Assignment Bias: Definition, Avoidance

Bias in Statistics > Assignment Bias

What is Assignment Bias?

Assignment bias happens when experimental groups have significantly different characteristics due to a faulty assignment process. For example, if you’re performing a set of intelligence tests, one group might have more people who are significantly smarter. Although this type of bias is usually associated with non-random sampling and assignment, it can occasionally be an issue with random techniques.

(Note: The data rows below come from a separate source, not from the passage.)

PR #3971, opened 2023-11-26
remove the model factory if it does not contain any methods

ArcturusZhang:
# Description

# Checklist

# Ready to Land?


archerzz (approved):

src/AutoRest.CSharp/Common/Output/PostProcessing/PostProcessor.cs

Controlling Assignment Bias

Random assignment can help to control assignment bias by ensuring that treatment groups and control groups have an equal spread of characteristics. That said, random assignment is not always possible, especially in the medical fields where it may be unethical to assign patients to control groups. If you are unable to use random sampling and random assignment methods to select participants, alternative methods include:

  • Instrumental Variables: A third variable used in regression that helps you to uncover “hidden” variables (other than the independent variables) that cause results.
  • Propensity Score Matching: a matching technique that accounts for covariates in the experiment.
  • Purposive Sampling: Selecting samples based on your knowledge about the population and the study.
  • Randomization Tests: an approach that considers all of the possible ways experimental values could be assigned to all groups.
  • Sequential Assignment (assigning the first patient to the first group, the second patient to the second group, the third to the fist group…and so on), followed by Treatment-as-Usual (accepted protocols for treatment).
  • Sequential Sampling.

Threats to Validity

Assignment bias can be a threat to internal validity, because it allows two different explanations for differences in treatment results. For example, if you find that a weight loss procedure results in weight loss of more than 50 lbs, it could be that the treatment is actually effective, or it could be that the differences are because people in the experimental group weigh more at the outset (and therefore, have more to lose). In more technical terms, unmeasured extraneous variables (e.g. extra weight) might be interfering with the relationship between the independent variable and dependent variable.

Assignment bias can also be a threat to external validity “…if it affects study results, leading to inaccurate estimates of the relationships between variables in a population” (Dattalo, 2010). In other words, if you take your questionable experimental results and apply them to the broader population, this results in issues with external validity.

Dattalo, P. (201). Strategies to Approximate Random Sampling and Assignment. Oxford University Press, USA.